* EXERCISE DETAILS: Would you please return the line containing "- [ ] Components / elements inspected in light" and all the lines after it through the end of the records below, unchanged and on their own?

[Stored data entries]
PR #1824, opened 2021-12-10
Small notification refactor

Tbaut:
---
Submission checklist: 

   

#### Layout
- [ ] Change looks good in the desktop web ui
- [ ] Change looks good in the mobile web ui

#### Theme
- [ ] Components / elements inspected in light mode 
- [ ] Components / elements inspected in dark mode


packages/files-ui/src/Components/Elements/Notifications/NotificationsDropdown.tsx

* RESULT:
- [ ] Components / elements inspected in light mode 
- [ ] Components / elements inspected in dark mode


packages/files-ui/src/Components/Elements/Notifications/NotificationsDropdown.tsx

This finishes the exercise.